As a highly respected performer and teacher, Jones says the COVID crisis has underscored the need for another area of the strategic plan: preparing every professional musician to learn how to use remote and virtual performance platforms.

“It’s challenging for those who have lived in the acoustic performance world almost solely,” he says. “But there are also folks, including myself, who are finding ‘Wow, there are certain recording vehicles that I should have been using a long time ago.’”

A NATURAL EVOLUTION

Bronstein says the strategic plan has grown out of identifying core strengths of the university as well as the institute, and then deciding how to develop them further.

“The new media program we started is built out of composition, a program that is extremely strong historically, and the recording arts program, which cast it in a new direction,” he says. “Similarly, we had had a great long-standing program of dance in the Preparatory, but not in the Conservatory.”

Collaborating with the School of Medicine continues to present opportunities for nontraditional community engagement.

“In true Hopkins style, the Center for Music and Medicine is actually a series of projects,” the dean says. “We quickly realized we needed to develop projects that go across the university and across our campus. Now we are watching this footprint expand.”
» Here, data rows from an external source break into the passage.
Issue #143, opened 2015-08-18
Print log2 histograms from Python


brendangregg:
There should be a print_log2_hist() function. Example tool output:

```
# ./bitehist.py
Tracing... Hit Ctrl-C to end.

     kbytes          : count     distribution
       0 -> 1        : 0        |                                      |
       2 -> 3        : 0        |                                      |
       4 -> 7        : 26       |*************                         |
       8 -> 15       : 3        |*                                     |
      16 -> 31       : 5        |**                                    |
      32 -> 63       : 6        |***                                   |
      64 -> 127      : 7        |***                                   |
     128 -> 255      : 75       |**************************************|
```

The Python code used (feel free to take/improve):

```Python
last = {}
for i in range(1, dist_max + 1):
	last[i] = 0

# functions
stars_max = 38
def stars(val, val_max, width):
	i = 0
	text = ""
	while (1):
		if (i > (width * val / val_max) - 1) or (i > width - 1):
			break
		text += "*"
		i += 1
	if val > val_max:
		text = text[:-1] + "+"
	return text

def print_log2_hist(d, val_type):
	idx_max = -1
	val_max = 0
	for i in range(1, dist_max + 1):
		try:
			val = dist[c_int(i)].value - last[i]
			if (val > 0):
				idx_max = i
			if (val > val_max):
				val_max = val
		except:
			break
	if idx_max > 0:
		print("     %-15s : count     distribution" % val_type);
	for i in range(1, idx_max + 1):
		low = (1 << i) >> 1
		high = (1 << i) - 1
		if (low == high):
			low -= 1
		try:
			val = dist[c_int(i)].value - last[i]
			print("%8d -> %-8d : %-8d |%-*s|" % (low, high, val,
			    stars_max, stars(val, val_max, stars_max)))
			last[i] = dist[c_int(i)].value
		except:
			break

[...]
	print_log2_hist(dist, "kbytes")
```

The only hitch here is that I'm printing a per-interval histogram, and needed to subtract the previous map values, hence the use of the "last" dictionary.

If there was a way to clear a map (or pretend to; this is issue #142), then the "last" logic can be dropped, simplifying this a bit.

brendangregg:
Something else to think about: support of histograms for each key. Imagine the bitehist histogram was saved per-PID, per-comm, per-device-name, or some combination?

[...]

PR #185, opened 2015-09-07
print_log2_hist() for #143

brendangregg:
I made it a Table function, I think this makes sense. The new bitehist example is much nicer.

### DIFF
--- a/examples/bitehist.py
+++ b/examples/bitehist.py
@@ -5,8 +5,6 @@
 #
 # Written as a basic example of using a histogram to show a distribution.
 #
-# USAGE: bitehist.py [interval [count]]
-#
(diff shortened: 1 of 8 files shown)


brendangregg:
not sure why the checks failed -- maybe because I pushed an update while the build was in progress?

drzaeus77:
Yes, that is exactly why.
```
From https://github.com/iovisor/bcc
 * branch            refs/pull/185/head -> FETCH_HEAD
git reset --hard 08af9e47963e3ee23756e11776c24ffa24476e85 --
fatal: Could not parse object '08af9e47963e3ee23756e11776c24ffa24476e85'.
```

Looks like it sorted itself out.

He mentions the injury prevention clinic, the hospital’s Sound Rounds program, and interdisciplinary opportunities to study the impact of singing on dementia and to determine what creative brain activity happens with musical improvisation.
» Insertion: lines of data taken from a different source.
PR #195, opened 2015-09-09
Change auto-loading behavior of trace_print

drzaeus77:
* As @brendangregg pointed out, users will probably assume that
  handily-named C functions that can be auto-loaded will be all the
  time, rather than just in the singleton case. This is pretty easy to
  implement, so changing the behavior.

Fixes: #191 
Signed-off-by: Brenden Blanco <bblanco@plumgrid.com>

PR #196, opened 2015-09-09
Add debug and fix the inline replace of kprobe args

drzaeus77:


drzaeus77:
This change depends on #195, I will re-trigger tests after that merges.

src/cc/bpf_module.cc
```diff
@@ -295,7 +295,7 @@ unique_ptr<ExecutionEngine> BPFModule::finalize_rw(unique_ptr<Module> m) {
 
 // load an entire c file as a module
 int BPFModule::load_cfile(const string &file, bool in_memory) {
-  clang_loader_ = make_unique<ClangLoader>(&*ctx_);
+  clang_loader_ = make_unique<ClangLoader>(&*ctx_, flags_);
```
4ast: flags are propagated, but I don't see who sets them or how they used?

drzaeus77: flags is the debug=?? field of the BPF __init__ constructor. Currently there are users of 0x1, 0x2, and 0x4 bits, but not necessarily in all classes that flags_ is passed is it used.

Issue #191, opened 2015-09-08
auto attach BPF functions to kprobes


brendangregg:
I think this is worth suggesting... I keep declaring C function names that only exist for an attach_kprobe() mapping, and wonder if this could be simplified.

“For better or worse, health care is going to be a growing industry and how the performing arts intersect with that is an important component of Breakthrough 2024.”

Bronstein points out, that 30 years ago, a main source of revenue for the Philadelphia Orchestra was classical music recording. “That source of income doesn’t exist anymore. This is not to say you can’t still get an orchestra job, but your ability to be successful in the culture of an orchestra is no longer just about how well you play your instrument. It’s also about how well you interact with the community, how you intersect with donors, how you can talk to the media. Can you go into a chemotherapy center and provide music for meaningful and interactive experiences there?”
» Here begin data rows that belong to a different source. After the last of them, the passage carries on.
PR #210, opened 2015-09-13
add ebpf method to retrieve bytecode

rlane:
This is useful if you want to use bcc as a compiler without running the
program.

### DIFF
--- a/src/python/bcc/__init__.py
+++ b/src/python/bcc/__init__.py
@@ -392,7 +392,7 @@ class BPF(object):
 
         return fn
 
-    def ebpf(self, func_name):
+    def dump_func(self, func_name):
         """
         Return the eBPF bytecodes for the specified function as a string
         """
--- a/src/python/bcc/__init__.py
+++ b/src/python/bcc/__init__.py
@@ -392,6 +392,17 @@ class BPF(object):
 
         return fn
 
+    def ebpf(self, func_name):
+        """
+        Return the eBPF bytecodes for the specified function as a string
+        """
+        if lib.bpf_function_start(self.module, func_name.encode("ascii")) == None:
+            raise Exception("Unknown program %s" % func_name)
+
+        start, = lib.bpf_function_start(self.module, func_name.encode("ascii")),
+        size, = lib.bpf_function_size(self.module, func_name.encode("ascii")),
+        return ct.string_at(start, size)
+
     str2ctype = {
         u"_Bool": ct.c_bool,
         u"char": ct.c_char,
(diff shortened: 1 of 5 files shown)


drzaeus77:
I have a question..how will the program dump work with maps? There is a quirk with how eBPF programs deal with maps, in that they are referred to in the program by a process-specific fd. If a program that references a BPF_TABLE is dumped as a binary string and passed to another process, the other process won't be able to run that program since the maps haven't been opened by that process, and/or the fds may have a different number.

Maybe if you can explain the use case a little bit, we can discuss if the approach that you are taking here is good enough, or if there is some alternative that can be worked towards.

rlane:
Thanks for taking a look. I didn't realize these fds were hard coded in the
bytecode, though that makes sense. It looks like the fd is inserted in
b_frontend_action.cc.

My goal is to compile B source into eBPF bytecode and run it on my
userspace JIT (http:// <http://github.com/rlane/ubpf>github.com
<http://github.com/rlane/ubpf>/rlane/ <http://github.com/rlane/ubpf>ubpf
<http://github.com/rlane/ubpf>). It doesn't support maps yet.

Ignoring alternate implementations, is there interest in being able to
compile B to eBPF and ship the bytecode to other machines? Are there other
roadblocks besides map fds? I'm assuming that eBPF bytecode programs are
portable between kernel versions and architectures, though that may be a
bad assumption.

It may be too late to add this to the kernel api, but I'd suggest an
indirection between table ids and map fds, so that the userspace program
loading eBPF would bind an fd to each table id.

drzaeus77:
I'm ok taking the patch more or less as is, but would suggest a different name, something like 'dump_func' as a corollary to load_func.

Also, if you want this API to remain functional, I would highly suggest adding a test case into the repo as well.

Regarding shipping code across machines, BCC is intended to be usable as a library on whichever target machine. The libbcc.so library only has a runtime dependency on libc, and I intend to keep it that way. The dependency on clang/llvm for instance is build-only, and those libraries have a wide array of supported cross-compile architectures. Shipping bytecode is probably still in the realm of possibility, but that would definitely need to be the design goal of some other tool besides BCC.

Pertaining to the kernel API, there's no way that a new mechanism besides FD-based will make it in. The instruction set of eBPF is considered part of the kernel ABI, meaning it is set in stone. In addition, adding extensions such as ID->FD mapping wouldn't fly, since that would effectively introduce two ways to do the same thing, which is also against kernel philosophy.

I would suggest that the userspace side of things hack around FDs to give them meaning.

rlane:
I renamed the method to 'dump_func' and added a test for it. Unfortunately the test is failing on the Ubuntu buildbot. Could you change the buildbot to pass the '-V' flag to ctest so that I can see the reason for the failure?

drzaeus77:
I've turned on -V in the buildbot for both flavors, and also fixed the underlying issue (directory permissions). You can see the failure [here](https://52.8.191.206/buildbot/builders/runtests-ubuntu/builds/72/steps/shell_7/logs/stdio).

Unfortunately, I cannot merge this change since your fork is out of date with master. Can you rebase it?

rlane:
Ok, rebased.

Jacob Lyerly (MM ’20, Guitar, Pedagogy) thinks his Peabody education has enabled him to do all of the above.

“I’ve been able to get my feet wet in a lot of different disciplines and ways of thinking regarding actually using my skills as a guitarist and musician and in teaching,” he says. “And arts administration has helped me become a great marketer for my own skills and business.”

While he received his degree in classical guitar performance and pedagogy, Lyerly set out to “reinvent what it means to be a classical ensemble” by forming a duo with Peabody guitarist Greg Hays (MM ’20, Guitar) to play in such alternative spots as punk rock bars. His musical quest to “bring beauty and healing into the world” has also taken him to patients’ bedsides as part of Sound Rounds, a Music and Medicine program that is now livestreamed because of visitor restrictions.

“I’m understanding more and more about how music and art affects people,” Lyerly says. “When I’m onstage playing in a concert setting, I think of it as showing off the music. In the Sound Rounds setting, I’m focusing on the patient and using the music to facilitate something for them.”

The guitarist remembers performing classical/jazz fusion selections for his first patient, a man who had recently received a kidney transplant. “He was asleep by the second piece I played,” he says. “In a concert setting, that may not be the desired response, but I realized that he hadn’t had a good chance to rest in months. So, in that moment, I helped him, or rather the music helped him, to get the rest he needed.”

Keeping in touch with musicians who take advantage of such life-changing opportunities is another goal of the strategic plan.

“Doing a longitudinal study as students move into their careers over the next several decades will allow us to see the efficacy of the plan,” Bronstein says. “It will allow us to become deeply engaged not only with the institute, but with our alumni — and the outside world.”